* What to do:
Your answer should be the line containing "fix: meeting url" and each line after it through the end of the data below, repeated exactly.

* The data:
▬▬▬

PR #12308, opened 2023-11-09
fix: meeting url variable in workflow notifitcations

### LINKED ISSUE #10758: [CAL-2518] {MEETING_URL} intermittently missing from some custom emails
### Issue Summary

▬▬▬

* Solution for this task:
fix: meeting url variable in workflow notifitcations

### LINKED ISSUE #10758: [CAL-2518] {MEETING_URL} intermittently missing from some custom emails
### Issue Summary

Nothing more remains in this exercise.